С годами эти оптические приборы были значительно усовершенствованы, разрешение их теперь в четыре – шесть раз превосходит разрешение первых устройств Бах-и-Рита. Громоздкие камеры и провода заменили очками, в стекла которых вмонтированы миниатюрные видеокамеры, что позволяет слепым ориентировать их естественным поворотом головы. С помощью таких приспособлений слепые могут свободно передвигаться по помещению, если оно не слишком загромождено мебелью, и даже ловить катящийся к ним по полу мяч.
Означает ли это, что такие слепые теперь «видят»? Определенно, они демонстрируют поведение, которое бихевиористы назвали бы «зрительным поведением». Бах-и-Рита рассказал о том, как его подопечные «научились правильному восприятию, используя такие средства его интерпретации, как перспектива, параллакс, искажения, изменения масштаба и оценка глубины». У многих из этих людей возникало чувство, что они снова видят, и функциональная МРТ подтвердила сильную активацию зрительной коры в те моменты, когда они «видели» с помощью камеры. («Видение», впрочем, ощущалось только теми испытуемыми, которые произвольно перемещали камеру, чтобы «смотреть». Факт смотрения очень важен – так как нет восприятия без действия, нет видения без смотрения.)

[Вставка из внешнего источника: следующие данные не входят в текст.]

PR #503, opened 2025-04-22
Add WebView snippets

cy245:
Added snippets for https://developer.android.com/identity/sign-in/credential-manager-webview. Some slight modifications:

- Combined first and second snippets since the former is a subset of the latter and it's awkward to break up a class declaration into 2 parts
- Updated "Initialize the WebView" section to include function header to make it clearer
- Combined last 2 snippets since they're part of the same function
- "INJECTED_VAL" is a very long string that is from the original app. While not part of a snippet, I've kept as-is for future reference

### DIFF
--- a/gradle/libs.versions.toml
+++ b/gradle/libs.versions.toml
@@ -68,6 +68,7 @@ wearComposeMaterial = "1.4.1"
 wearToolingPreview = "1.0.0"
 activityKtx = "1.10.0"
 okHttp = "4.12.0"
+webkit = "1.13.0"
 
 [libraries]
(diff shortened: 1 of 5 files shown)


neelanshsahai:
LGTM
Nit: Spotless defaults to 4 spaces per tab indentation. Some files in the project have 2 space indent, and some have 4 space indent.
Adding spotless. We can run a quick build after merging this

neelanshsahai (approved):

cy245:
> LGTM Nit: Spotless defaults to 4 spaces per tab indentation. Some files in the project have 2 space indent, and some have 4 space indent. After adding spotless, we can run a quick build post merging this

Thanks Neelansh. Let's run a quick followup CL to fix the formatting w/Spotless since it affects other files too.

Восстановление зрения у людей, которые раньше им обладали, – хирургическим путем или с помощью каких-то устройств, – задача решаемая, так как у этих людей осталась интактной зрительная кора и сохранились зрительные воспоминания. Однако вернуть зрение тому, кто никогда не обладал зрением, представляется невозможным, ввиду того, что мы знаем о критических периодах развития головного мозга и о необходимости хотя бы ограниченного опыта зрения в первые два года жизни. (Недавние работы Павана Синха и его соавторов позволяют, однако, предположить, что роль критических периодов все же не так важна, как считалось раньше
[84]
.) На слепорожденных людях были испробованы, с ограниченным успехом, устройства, позволяющие осуществлять зрение с языка. Одна девушка-музыкант, слепая от рождения, заявила, что она впервые в жизни «увидела» движения рук дирижера
[85]
. Несмотря на то что у слепых от рождения людей объем зрительной коры меньше на 25 процентов по сравнению со зрячими, эта кора способна активироваться при сенсорном замещении, как было показано в нескольких случаях с помощью функциональной МРТ
[86]
.
В последнее время накапливается все больше и больше данных о чрезвычайно тесном взаимодействии и взаимовлиянии сенсорных областей мозга, и поэтому трудно говорить о чисто визуальном или чисто слуховом восприятии в изолированном виде. Мир слепого человека может быть чрезвычайно богат в неких пограничных и промежуточных состояниях, – под протекторатом различных органов чувств, – для описания чего у нас нет общепринятого языка
[87]
.
Книга «О слепоте» представляет собой собрание писем, которыми обменивались слепой философ Мартин Миллиган и зрячий философ Брайан Мэги. Хотя собственный невизуальный мир представляется Миллигану связным и полным, он понимает, что зрячим людям доступны некое чувство и способ познания, которые недоступны слепому. Тем не менее слепые от рождения люди могут иметь (и обычно имеют) богатый и разнообразный чувственный опыт, опосредованный языком и образами невизуального свойства. Таким образом, у слепого может быть «ухо разума» или «нос разума». Но есть ли у слепого «глаз разума»?
Здесь мнения Миллигана и Мэги расходятся. Мэги настаивает на том, что Миллиган, как человек незрячий, не может иметь настоящего знания о визуальном мире. Миллиган не соглашается, считая, что, несмотря на то что наш язык лишь словесно описывает людей и события, он может в некоторых случаях заменить непосредственный опыт и непосредственное знакомство с предметом.
Слепые от рождения дети, как не раз отмечалось, обычно обладают превосходной памятью и рано начинают говорить. Они могут достичь такого совершенства в вербальных описаниях лиц и мест, что иногда заставляют других (а иногда и самих себя) сомневаться в том, на самом ли деле они слепы. Описания Хелен Келлер, например, поражают читателя своей изумительной наглядностью.
В детстве я запоем читал книги Прескотта «Завоевание Мексики» и «Завоевание Перу». Мне казалось, что я «вижу» эти страны благодаря его невероятно наглядным, почти галлюциногенным описаниям. Я был поражен, узнав впоследствии, что Прескотт не только никогда не бывал ни в Мексике, ни в Перу, но что он практически слеп с восемнадцатилетнего возраста. Компенсировал ли он, подобно Тореи, свою слепоту невероятно развитым зрительным воображением, или же его блестяще наглядные описания были возможны благодаря образной силе самого языка? До какой степени может описание – живописание словами – обеспечить замену реальному видению или зрительному воображению?